**Items listed in a dataset**
----

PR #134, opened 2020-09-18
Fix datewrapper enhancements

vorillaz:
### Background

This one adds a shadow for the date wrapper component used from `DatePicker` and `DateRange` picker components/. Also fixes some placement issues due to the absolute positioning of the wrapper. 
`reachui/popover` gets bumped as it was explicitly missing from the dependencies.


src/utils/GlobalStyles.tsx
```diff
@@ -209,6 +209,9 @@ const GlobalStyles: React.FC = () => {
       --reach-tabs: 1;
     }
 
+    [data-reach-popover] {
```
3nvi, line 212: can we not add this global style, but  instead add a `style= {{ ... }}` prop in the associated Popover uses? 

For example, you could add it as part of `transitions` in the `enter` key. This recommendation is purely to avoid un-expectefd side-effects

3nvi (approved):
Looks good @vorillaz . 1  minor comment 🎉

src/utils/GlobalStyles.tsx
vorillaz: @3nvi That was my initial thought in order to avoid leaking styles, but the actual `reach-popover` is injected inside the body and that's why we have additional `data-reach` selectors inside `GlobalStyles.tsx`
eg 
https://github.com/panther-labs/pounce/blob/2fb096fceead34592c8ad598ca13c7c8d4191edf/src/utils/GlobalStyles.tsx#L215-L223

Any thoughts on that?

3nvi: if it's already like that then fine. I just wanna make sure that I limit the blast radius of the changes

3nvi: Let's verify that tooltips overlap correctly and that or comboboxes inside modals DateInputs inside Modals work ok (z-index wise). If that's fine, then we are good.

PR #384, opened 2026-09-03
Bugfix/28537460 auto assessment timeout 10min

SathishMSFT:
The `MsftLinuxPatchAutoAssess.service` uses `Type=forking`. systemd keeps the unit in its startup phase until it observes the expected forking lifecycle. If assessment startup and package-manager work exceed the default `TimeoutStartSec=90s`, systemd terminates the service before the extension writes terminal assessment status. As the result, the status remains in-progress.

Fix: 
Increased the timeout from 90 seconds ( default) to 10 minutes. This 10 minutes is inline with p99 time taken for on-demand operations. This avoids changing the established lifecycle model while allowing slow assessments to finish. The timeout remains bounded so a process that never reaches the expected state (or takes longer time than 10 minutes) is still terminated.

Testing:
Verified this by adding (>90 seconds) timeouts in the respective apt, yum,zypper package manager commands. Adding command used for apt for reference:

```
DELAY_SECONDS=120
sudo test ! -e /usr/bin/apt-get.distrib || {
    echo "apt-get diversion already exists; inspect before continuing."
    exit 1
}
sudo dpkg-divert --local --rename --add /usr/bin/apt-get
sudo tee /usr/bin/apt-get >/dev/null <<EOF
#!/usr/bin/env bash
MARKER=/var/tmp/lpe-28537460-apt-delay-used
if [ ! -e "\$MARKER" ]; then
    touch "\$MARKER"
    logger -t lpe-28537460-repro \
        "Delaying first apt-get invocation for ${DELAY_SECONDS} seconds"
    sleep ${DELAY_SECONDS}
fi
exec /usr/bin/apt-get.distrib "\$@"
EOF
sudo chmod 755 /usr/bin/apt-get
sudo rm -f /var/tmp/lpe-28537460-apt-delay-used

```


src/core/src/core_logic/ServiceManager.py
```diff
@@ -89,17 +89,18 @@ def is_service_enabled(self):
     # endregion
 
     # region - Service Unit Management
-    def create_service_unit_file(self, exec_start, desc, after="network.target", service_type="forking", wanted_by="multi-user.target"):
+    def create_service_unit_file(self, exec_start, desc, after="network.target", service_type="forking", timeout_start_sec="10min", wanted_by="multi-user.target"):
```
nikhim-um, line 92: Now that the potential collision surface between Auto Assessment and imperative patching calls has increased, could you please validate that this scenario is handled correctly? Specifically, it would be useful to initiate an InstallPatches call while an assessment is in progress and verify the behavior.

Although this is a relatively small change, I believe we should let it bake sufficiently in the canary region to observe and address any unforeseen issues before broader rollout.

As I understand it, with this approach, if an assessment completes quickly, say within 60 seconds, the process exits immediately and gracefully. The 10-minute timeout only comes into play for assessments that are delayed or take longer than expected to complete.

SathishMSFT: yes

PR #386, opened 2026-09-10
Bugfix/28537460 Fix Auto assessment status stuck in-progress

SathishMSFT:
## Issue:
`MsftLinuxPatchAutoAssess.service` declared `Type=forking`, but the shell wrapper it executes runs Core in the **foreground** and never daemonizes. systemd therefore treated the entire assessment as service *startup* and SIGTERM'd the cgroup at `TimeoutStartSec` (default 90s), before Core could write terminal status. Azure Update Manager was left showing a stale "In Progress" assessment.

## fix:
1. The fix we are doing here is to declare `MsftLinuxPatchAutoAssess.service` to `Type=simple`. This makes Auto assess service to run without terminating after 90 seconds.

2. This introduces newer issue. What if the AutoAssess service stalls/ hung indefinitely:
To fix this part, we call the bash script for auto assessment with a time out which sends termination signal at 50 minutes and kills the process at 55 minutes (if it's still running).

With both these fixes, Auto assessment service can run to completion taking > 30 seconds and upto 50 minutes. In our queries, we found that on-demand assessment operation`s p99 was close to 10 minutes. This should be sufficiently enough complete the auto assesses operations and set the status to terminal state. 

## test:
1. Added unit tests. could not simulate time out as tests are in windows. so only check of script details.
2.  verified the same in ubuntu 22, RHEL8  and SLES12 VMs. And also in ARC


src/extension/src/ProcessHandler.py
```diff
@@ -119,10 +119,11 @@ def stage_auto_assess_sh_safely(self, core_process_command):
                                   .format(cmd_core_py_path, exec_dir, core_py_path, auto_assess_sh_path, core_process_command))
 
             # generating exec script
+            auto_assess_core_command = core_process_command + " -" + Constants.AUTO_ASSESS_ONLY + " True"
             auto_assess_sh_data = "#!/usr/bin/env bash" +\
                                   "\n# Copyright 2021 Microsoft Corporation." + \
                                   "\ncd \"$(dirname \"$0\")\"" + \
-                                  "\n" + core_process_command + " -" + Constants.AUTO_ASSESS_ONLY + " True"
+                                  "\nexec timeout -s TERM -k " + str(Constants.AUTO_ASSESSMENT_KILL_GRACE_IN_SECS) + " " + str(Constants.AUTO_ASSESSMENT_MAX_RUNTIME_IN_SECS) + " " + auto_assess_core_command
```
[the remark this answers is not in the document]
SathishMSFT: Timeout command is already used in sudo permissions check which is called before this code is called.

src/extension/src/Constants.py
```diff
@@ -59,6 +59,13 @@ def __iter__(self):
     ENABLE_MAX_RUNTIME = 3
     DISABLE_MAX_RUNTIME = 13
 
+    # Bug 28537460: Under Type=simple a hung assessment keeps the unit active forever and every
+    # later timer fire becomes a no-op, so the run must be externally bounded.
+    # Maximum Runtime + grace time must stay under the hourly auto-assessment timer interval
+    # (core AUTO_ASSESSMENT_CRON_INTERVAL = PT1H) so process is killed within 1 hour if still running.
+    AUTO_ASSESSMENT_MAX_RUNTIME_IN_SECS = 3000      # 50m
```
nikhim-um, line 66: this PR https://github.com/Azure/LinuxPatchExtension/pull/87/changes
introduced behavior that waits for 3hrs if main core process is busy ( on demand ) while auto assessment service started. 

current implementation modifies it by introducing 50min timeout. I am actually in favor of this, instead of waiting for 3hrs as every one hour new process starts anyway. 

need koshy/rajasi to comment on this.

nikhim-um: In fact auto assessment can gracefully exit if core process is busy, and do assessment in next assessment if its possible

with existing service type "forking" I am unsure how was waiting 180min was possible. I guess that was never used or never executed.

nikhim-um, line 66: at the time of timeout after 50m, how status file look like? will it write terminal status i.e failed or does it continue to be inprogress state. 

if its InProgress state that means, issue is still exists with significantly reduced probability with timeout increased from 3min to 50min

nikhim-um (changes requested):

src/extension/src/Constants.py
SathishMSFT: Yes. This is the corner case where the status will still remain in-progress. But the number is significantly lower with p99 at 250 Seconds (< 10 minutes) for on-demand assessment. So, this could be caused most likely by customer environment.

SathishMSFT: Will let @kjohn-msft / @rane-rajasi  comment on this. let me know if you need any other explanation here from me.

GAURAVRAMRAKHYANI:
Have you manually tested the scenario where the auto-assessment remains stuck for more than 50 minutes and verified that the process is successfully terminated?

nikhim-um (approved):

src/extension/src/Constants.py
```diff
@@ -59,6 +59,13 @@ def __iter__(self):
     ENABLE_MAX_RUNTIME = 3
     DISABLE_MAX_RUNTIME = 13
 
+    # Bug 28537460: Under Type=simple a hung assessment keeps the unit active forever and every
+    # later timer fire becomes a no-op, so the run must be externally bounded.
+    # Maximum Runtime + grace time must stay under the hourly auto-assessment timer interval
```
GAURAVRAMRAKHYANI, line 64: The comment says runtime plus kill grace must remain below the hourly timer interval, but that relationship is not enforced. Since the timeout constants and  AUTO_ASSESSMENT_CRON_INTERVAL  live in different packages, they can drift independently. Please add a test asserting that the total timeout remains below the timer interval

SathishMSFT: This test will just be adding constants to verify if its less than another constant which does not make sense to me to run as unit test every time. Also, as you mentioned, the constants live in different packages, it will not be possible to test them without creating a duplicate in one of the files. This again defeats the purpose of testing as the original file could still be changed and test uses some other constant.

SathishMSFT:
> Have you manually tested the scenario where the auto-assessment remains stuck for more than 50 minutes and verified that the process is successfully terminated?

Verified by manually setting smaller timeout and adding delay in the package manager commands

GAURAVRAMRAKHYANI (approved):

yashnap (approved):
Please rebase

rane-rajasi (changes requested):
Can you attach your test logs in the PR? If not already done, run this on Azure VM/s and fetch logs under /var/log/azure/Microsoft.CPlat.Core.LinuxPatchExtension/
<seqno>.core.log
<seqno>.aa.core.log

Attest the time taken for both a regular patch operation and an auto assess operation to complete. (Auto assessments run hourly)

----

**Aim of the task**
Whenever a line of the data includes "fixes", copy that line.

**Exercise result**
This one adds a shadow for the date wrapper component used from `DatePicker` and `DateRange` picker components/. Also fixes some placement issues due to the absolute positioning of the wrapper. 
With both these fixes, Auto assessment service can run to completion taking > 30 seconds and upto 50 minutes. In our queries, we found that on-demand assessment operation`s p99 was close to 10 minutes. This should be sufficiently enough complete the auto assesses operations and set the status to terminal state. 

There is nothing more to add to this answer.